[snky1987] Mój Ess mkV - Strona 1.5

  
Sortuj wg daty:
rosnąco malejąco
Szacuneczek za podejście do sprawy, dbaj o niego i pokaż że można zrobić wszystko konkretnie. Trochę kasy i nerwów w niego pojdzie ale zobaczysz efekt końcowy i powiesz że było warto!!!
  
 
No właśnie. Autko będzie wymagało niezbyt wiele kasy ale za to mnóstwo nerwów i cierpliwości.

Nerwów bo mnie skręca za każdym razem jak na niego patrzę, za każdym razem jak odpalam zajechany silnik Szkoda mi go po prostu.

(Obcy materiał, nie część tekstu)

PR #286, opened 2020-12-17
Improved filter and pseudo column support

esert-g:
This PR introduces some changes to connector's filter and pseudo column handling so that it can take advantage of the BQ Storage API. 

Filter changes: 
- Removed push down filter restrictions based on readDataFormat (i.e. both Avro and Arrow behave the same).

I mnóstwo cierpliwości bo wiadomo... nie zrobię tego wszystkiego na raz. Powoli sukcesywnie co miesiąc kolejna naprawa a do czasu zrobienia go w 100% dalej będzie mi coś nie odpowiadać w nim cały czas (znowu nerwy)

DAM RADĘ


Na najbliższy zlot (zapewne na wiosnę) będzie już hulał jak nówka he he

Dzięki za poparcie
  
 
ja robiłem swego prawie od podstaw, jeszcze sporo elementów do skończenia czeka, ale nie żałuję każdej chwili poświęconej na autko. Mam satysfakcję, że zrobiłem coś ze staruszkiem, choć chciałbym mieć tak młodą żonę (w tym roku 18tka)
Bo nie sztuką jest kupić drogie autko-to tylko kwestia kasy, ale coraz bardziej ceni się pasjonatów, którzy odbudowują pojazdy, poświećają się pasji, wkładają serce w ulubiony samochód.
Więcej ludzi się obejrzy za dobrze zrobionym MK5, niż za nowym fokusem...
Powodzenia i popieram działania odbudowy esa.
  
 
A jak auto wygląda pod spodem ? Tam może cię czekac więcej pracy niz się wydaje...
  
 
chyba wolałbym przebujać się, sprzedać, dołożyć i kupić jakieś xr3i w dobrym stanie.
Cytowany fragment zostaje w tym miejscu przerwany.